It’s a powerful symbol of capitulation: the straight on, serious portrait of Charles Darwin, the wizened, white bearded author of the Origin of Species and father of modern biology, was stripped from the frontispiece of a popular high school textbook, replaced by, of all things, a cartoon of the human digestive tract. According to New York Times writer Susan Jacoby, the insidious nature of the fundamentalist campaign to censor biology textbooks after the Scopes trial of 1925 is “literally illustrated” by this act. In 1921, Darwin was there. By 1926, he was gone. As were all mentions of his theory of evolution.
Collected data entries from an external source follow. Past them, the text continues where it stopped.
PR #226, opened 2021-01-11
Feature - update to Arcus.Observability v2.0

stijnmoreels:
Updates to new version v2.0 of Arcus.Observability packae + making sure that we use the same package dependency strategy as the Observability library.

Closes #190

### DIFF
--- a/src/Arcus.Security.Core/Arcus.Security.Core.csproj
+++ b/src/Arcus.Security.Core/Arcus.Security.Core.csproj
@@ -17,15 +17,19 @@
     <GenerateDocumentationFile>true</GenerateDocumentationFile>
   </PropertyGroup>
 
+  <ItemGroup Condition="'$(TargetFramework)' == 'netstandard2.0'">
+    <PackageReference Include="Microsoft.Extensions.Caching.Memory" Version="2.2.0" />
+    <PackageReference Include="Microsoft.Extensions.Hosting.Abstractions" Version="2.2.0" />
+  </ItemGroup>
 
+  <ItemGroup Condition="'$(TargetFramework)' != 'netstandard2.0'">
+    <PackageReference Include="Microsoft.Extensions.Caching.Memory" Version="3.1.8" />
+    <PackageReference Include="Microsoft.Extensions.Hosting.Abstractions" Version="3.1.8" />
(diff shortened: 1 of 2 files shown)


src/Arcus.Security.Core/Arcus.Security.Core.csproj
```diff
@@ -17,15 +17,19 @@
     <GenerateDocumentationFile>true</GenerateDocumentationFile>
   </PropertyGroup>
 
+  <ItemGroup Condition="'$(TargetFramework)' == 'netstandard2.0'">
```
stijnmoreels, line 20: We can do this bc it wasn't yet released.

tomkerkhove: Do we have to do this? Since it's the same package shouldn't we rely on NuGet to handle this?

stijnmoreels: This isn't about the Observability change, but about those other packages that were fixed on a v3.1.8 version; we changed that in observability and thought it will be a good thing to use that same approach here; splitting between netstandard and netcoreapp.

tomkerkhove: I'll leave it up to @fgheysels to decide

fgheysels: Dependencies, the pita in library development :)

- targetting a higher version of a dependent library means that consumers of Arcus must also use at least the version that is used by Arcus
- Does 3.1.8 not work on .NET Standard applications that do not target .NET Core 3.1 ?

stijnmoreels: I think it's mostly bc we support(ed) .NET Core 2.2 throughout Arcus (and still do).

tomkerkhove: If it's for .NET Core 2.2; ignore that since that's end-of-life

stijnmoreels: Ok, I change it back then to 3.1.8 packages.

PR #504, opened 2024-11-14
Change duplicated rules names

gabrielcocenza:
## Issue
Some rules has duplicated names that can be a little bit confusing. 

## Solution
This PR separate into different names to be more clear with the alert rule expression and adds spaces between alerts to increase readability.


phvalguima (approved):
LGTM

Mehdi-Bendriss (approved):
Nice catch, thank you!

PR #505, opened 2024-11-14
Add CI and unit tests for prometheus rules using promtool

gabrielcocenza:
- It's good to have unit tests for the prometheus alerts and also check if the prometheus_alerts.yaml is a valid file.

- using promtool is possible to check the rules and also run unit tests.

## How to test this PR

1. Install the prometheus snap:
```shell
sudo snap install prometheus
```

2. Run to check if the rules file is valid:
```shell
promtool check rules src/alert_rules/prometheus/*.yaml
```

3. Run the unit tests:
```
promtool test rules tests/unit/test_alert_rules/*.yaml
```

### DIFF
--- a/.github/workflows/test_prometheus_rules.yaml
+++ b/.github/workflows/test_prometheus_rules.yaml
@@ -3,12 +3,6 @@ name: Test prometheus rules
 on:
   workflow_call:
   workflow_dispatch:
-  pull_request:
-    types: [opened, synchronize, reopened]
-    branches: [main]
-    paths-ignore:
-      - "**.md"
-      - "**.rst"
 
 concurrency:
   group: ${{ github.workflow }}-${{ github.head_ref || github.ref }}
--- a/.github/workflows/test_prometheus_rules.yaml
+++ b/.github/workflows/test_prometheus_rules.yaml
@@ -1,0 +1,34 @@
+name: Test prometheus rules
+
+on:
+  workflow_call:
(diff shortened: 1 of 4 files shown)


.github/workflows/test_prometheus_rules.yaml
```diff
@@ -0,0 +1,34 @@
...
+      - "**.md"
+      - "**.rst"
+
+concurrency:
+  group: ${{ github.workflow }}-${{ github.head_ref || github.ref }}
+  cancel-in-progress: true
+
+jobs:
+  promtool:
+    runs-on: ubuntu-latest
```
phvalguima, line 13: Is it possible to move to self-hosted CI?

gabrielcocenza: I think it is. Is there a specific reason to change to self-hosted?

zmraul (changes requested):
See [comment on opensearch-dashboards](https://github.com/canonical/opensearch-dashboards-operator/pull/142#pullrequestreview-2500122619)

.github/workflows/test_prometheus_rules.yaml
phvalguima: Not really, just more runners. But as you removed from the pull request path, as @zmraul suggested, I am fine keeping it here.

phvalguima (approved):

zmraul (approved):

PR #506, opened 2024-11-21
Separate alerts when cluster is in yellow state

gabrielcocenza:
When a cluster is in yellow state, it's because some shards are not active. This can be reached under heavy load, however if there are shards unassigned and the cluster is yellow, that means that some replicas are not allocated and it might be necessary to add new nodes in order to host all shards.

### DIFF
--- a/src/alert_rules/prometheus/prometheus_alerts.yaml
+++ b/src/alert_rules/prometheus/prometheus_alerts.yaml
@@ -11,13 +11,23 @@
     "labels":
       "severity": "critical"
 
+  - "alert": "OpenSearchClusterYellowTemp"
+    "annotations":
+      "message": "Cluster {{ $labels.cluster }} health status has been YELLOW for at least 20m. Cluster might be under heavy load."
+      "summary": "Cluster health status is temporarily YELLOW"
+    "expr": |
+      sum by (cluster, instance) (opensearch_cluster_shards_number{type=~"relocating|initializing"}) > 0 and on(cluster, instance) opensearch_cluster_status == 1
+    "for": "20m"
+    "labels":
+      "severity": "warning"
+
   - "alert": "OpenSearchClusterYellow"
     "annotations":
-      "message": "Cluster {{ $labels.cluster }} health status has been YELLOW for at least 20m. Some cluster replicas shards are not allocated."
-      "summary": "Cluster health status is YELLOW"
+      "message": "Cluster {{ $labels.cluster }} health status has been YELLOW with some replica shards unassigned."
+      "summary": "Number of nodes in the cluster might be too low. Consider scaling the application to ensure that it has enough nodes to host all shards."
     "expr": |
-      sum by (cluster) (opensearch_cluster_status == 1)
-    "for": "20m"
+      sum by (cluster, instance) (opensearch_cluster_shards_number{type="unassigned"}) > 0 and on(cluster, instance) opensearch_cluster_status == 1
+    "for": "10m"
     "labels":
       "severity": "warning"
 
--- a/src/alert_rules/prometheus/prometheus_alerts.yaml
+++ b/src/alert_rules/prometheus/prometheus_alerts.yaml
@@ -13,20 +13,20 @@
 
   - "alert": "OpenSearchClusterYellowTemp"
     "annotations":
-      "message": "Cluster {{ $labels.cluster }} health status has been YELLOW for at least 20m. Cluster might be under heavy load."
+      "message": "Cluster {{ $labels.cluster }} health status has been YELLOW for at least 20m. Shards are still still relocating or initializing. The cluster might be under heavy load."
       "summary": "Cluster health status is temporarily YELLOW"
     "expr": |
-      sum by (cluster, instance) (opensearch_cluster_shards_number{type=~"relocating|initializing"}) > 0 and on(cluster, instance) opensearch_cluster_status == 1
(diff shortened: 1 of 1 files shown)


src/alert_rules/prometheus/prometheus_alerts.yaml
```diff
@@ -11,16 +11,26 @@
...
-  - "alert": "OpenSearchClusterYellow"
+  - "alert": "OpenSearchClusterYellowTemp"
     "annotations":
-      "message": "Cluster {{ $labels.cluster }} health status has been YELLOW for at least 20m. Some cluster replicas shards are not allocated."
-      "summary": "Cluster health status is YELLOW"
+      "message": "Cluster {{ $labels.cluster }} health status has been YELLOW for at least 20m. Cluster might be under heavy load."
+      "summary": "Cluster health status is temporarily YELLOW"
     "expr": |
-      sum by (cluster) (opensearch_cluster_status == 1)
+      sum by (cluster, instance) (opensearch_cluster_shards_number{type=~"relocating|initializing"}) > 0 and on(cluster, instance) opensearch_cluster_status == 1
```
phvalguima: @gabrielcocenza breaking per instance here?

phvalguima: *note* The timing seems perfect: I agree we should wait for a longer time before raising the "YELLOW_TEMP" vs. "YELLOW", as yellow is a more serious condition and yellow temp may just be consequence of a busy cluster,

gabrielcocenza: I thought about breaking per instance to try to show which "node" it's not able to host the shard. In a theoretic scenario nodes can have different capacity.

However I think it would be ok just break for cluster. What do you think?

phvalguima: makes sense, but it will be X alerts at once, or very closely I guess?

phvalguima (dismissed):
LGTM, I don't have a strong opinion on per cluster or per instance, I think per instance makes sense as the user will receive multiple alerts but they will give you an itemized view of the servers in trouble.

src/alert_rules/prometheus/prometheus_alerts.yaml
```diff
@@ -11,16 +11,26 @@
     "labels":
       "severity": "critical"
 
-  - "alert": "OpenSearchClusterYellow"
+  - "alert": "OpenSearchClusterYellowTemp"
     "annotations":
-      "message": "Cluster {{ $labels.cluster }} health status has been YELLOW for at least 20m. Some cluster replicas shards are not allocated."
-      "summary": "Cluster health status is YELLOW"
+      "message": "Cluster {{ $labels.cluster }} health status has been YELLOW for at least 20m. Cluster might be under heavy load."
```
Mehdi-Bendriss:
```suggestion
      "message": "Cluster {{ $labels.cluster }} health status has been YELLOW for at least 20m. Shards are still still relocating or initializing. The cluster might be under heavy load."
```

src/alert_rules/prometheus/prometheus_alerts.yaml
Mehdi-Bendriss: We should not have an alert at the instance level. We should alerts on the cluster level and with a full view over the instances.

src/alert_rules/prometheus/prometheus_alerts.yaml
```diff
@@ -11,16 +11,26 @@
...
     "expr": |
-      sum by (cluster) (opensearch_cluster_status == 1)
+      sum by (cluster, instance) (opensearch_cluster_shards_number{type=~"relocating|initializing"}) > 0 and on(cluster, instance) opensearch_cluster_status == 1
     "for": "20m"
     "labels":
       "severity": "warning"
 
+  - "alert": "OpenSearchClusterYellow"
+    "annotations":
+      "message": "Cluster {{ $labels.cluster }} health status has been YELLOW with some replica shards unassigned."
```
Mehdi-Bendriss:
```suggestion
      "message": "Cluster {{ $labels.cluster }} health status has been YELLOW. Some replica shards are unassigned."
```

Mehdi-Bendriss (changes requested):
Thanks Gabriel. I would rather rather have alerting on a cluster level to not spam with alerts instead of at the instance level.

zmraul (dismissed):

src/alert_rules/prometheus/prometheus_alerts.yaml
```diff
@@ -22,16 +22,26 @@
     "labels":
       "severity": "critical"
 
-  - "alert": "OpenSearchClusterYellow"
+  - "alert": "OpenSearchClusterYellowTemp"
     "annotations":
-      "message": "Cluster {{ $labels.cluster }} health status has been YELLOW for at least 20m. Some cluster replicas shards are not allocated."
-      "summary": "Cluster health status is YELLOW"
+      "message": "Cluster {{ $labels.cluster }} health status has been YELLOW for at least 20m. Shards are still still relocating or initializing. The cluster might be under heavy load."
```
Mehdi-Bendriss: Sorry, typo on my previous suggestion: 
```suggestion
      "message": "Cluster {{ $labels.cluster }} health status has been YELLOW for at least 20m. Shards are still relocating or initializing. The cluster might be under heavy load."
```

Mehdi-Bendriss (approved):

zmraul (approved):

PR #509, opened 2024-11-28
Add new alert rules for throttling

gabrielcocenza:
- If OpenSearch is throttling, this is an alert that optimizations are necessary like scaling the number of nodes or changing queries and indexing patterns

### DIFF
--- a/src/alert_rules/prometheus/prometheus_alerts.yaml
+++ b/src/alert_rules/prometheus/prometheus_alerts.yaml
@@ -129,16 +129,6 @@
     "labels":
       "severity": "alert"
 
-  - "alert": "OpenSearchFewNodes"
-    "annotations":
-      "message": "Cluster {{ $labels.cluster }} has less nodes than expected. It's recommend to have at least 3 nodes for high availability."
-      "summary": "Few OpenSearch nodes on cluster"
-    "expr": |
-      sum by (cluster) (opensearch_cluster_nodes_number) / count by (cluster) (opensearch_cluster_nodes_number) < 3
-    "for": "5m"
-    "labels":
-      "severity": "warning"
-
   - "alert": "OpenSearchThrottling"
     "annotations":
       "message": "Cluster {{ $labels.cluster }} is throttling. Please optimize queries and indexing patterns or consider scale the application."
--- a/src/alert_rules/prometheus/prometheus_alerts.yaml
+++ b/src/alert_rules/prometheus/prometheus_alerts.yaml
@@ -105,3 +105,23 @@
     "for": "1m"
     "labels":
       "severity": "alert"
+
+  - "alert": "OpenSearchFewNodes"
+    "annotations":
+      "message": "Cluster {{ $labels.cluster }} has less nodes than expected. It's recommend to have at least 3 nodes for high availability."
+      "summary": "Few OpenSearch nodes on cluster"
+    "expr": |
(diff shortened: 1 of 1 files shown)


src/alert_rules/prometheus/prometheus_alerts.yaml
```diff
@@ -105,3 +105,23 @@
     "for": "1m"
     "labels":
       "severity": "alert"
+
+  - "alert": "OpenSearchFewNodes"
```
zmraul: In my opinion this alert is not too relevant. High availability requirements should be explained on docs, or deployment requisites, not trigger once integrated with observability.

zmraul (dismissed):

src/alert_rules/prometheus/prometheus_alerts.yaml
gabrielcocenza: I kind agree. However, the generated metrics cannot ensure that a node is lost apart from checking if the `up`metric is working or not. I created this as a warning just to trigger something not critical to operators know that the current cluster is not operating as expected.

src/alert_rules/prometheus/prometheus_alerts.yaml
```diff
@@ -105,3 +105,23 @@
...
+    "annotations":
+      "message": "Cluster {{ $labels.cluster }} has less nodes than expected. It's recommend to have at least 3 nodes for high availability."
+      "summary": "Few OpenSearch nodes on cluster"
+    "expr": |
+      sum by (cluster) (opensearch_cluster_nodes_number) / count by (cluster) (opensearch_cluster_nodes_number) < 3
```
phvalguima: We are supporting from 1+ nodes, so this alert would make sense if we have *at least 3x units* and then we have   one or more failing.

src/alert_rules/prometheus/prometheus_alerts.yaml
```diff
@@ -105,3 +105,23 @@
...
+    "for": "5m"
+    "labels":
+      "severity": "warning"
+
+  - "alert": "OpenSearchThrottling"
+    "annotations":
+      "message": "Cluster {{ $labels.cluster }} is throttling. Please optimize queries and indexing patterns or consider scale the application."
```
phvalguima, line 134: That is a good one!

phvalguima (commented):
Hey @gabrielcocenza we cannot unfortunately limit ourselves to 3+ nodes. The scenario of 1-node and 2-node cluster is also supposed to work. On the other side, the throttling alert is a really good one!

src/alert_rules/prometheus/prometheus_alerts.yaml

As with any myth, this one contains a few kernels of truth.
Yes, Darwin did grace the frontispiece of the 1921 edition of Truman J. Moon’s Biology for Beginners. Yes, his portrait was replaced in 1926 by a cartoon of the digestive tract. And yes, by the 1933 edition, the word evolution was gone, not to reappear until after a federally funded effort directed by the Biological Sciences Curriculum Study (BSCS) drove all publishers to modernize their texts in the 1960s.
But this story skips lightly over a few complicating facts.
First, Moon replaced the portrait of Darwin with a portrait of Louis Pasteur (full text) in 1924, the year before Scopes. Second, Moon changed his text little between 1924 and editions and revisions published into the early 1930s. And third, though the word evolution did disappear from Moon’s textbook, the number of pages devoted to the subject – under the label “racial development” – actually grew considerably – from 17 pages in 1921, to 68 in 1933. Early scholarship, including Peter Miller’s 1966 honors thesis, “Darwin and the Textbooks,” and Judith Grabiner and Peter Miller’s 1974 article, “Effects of the Scopes Trial,” noted these nuances. However, in repeated retellings, the story has been simplified, and critical information has been lost.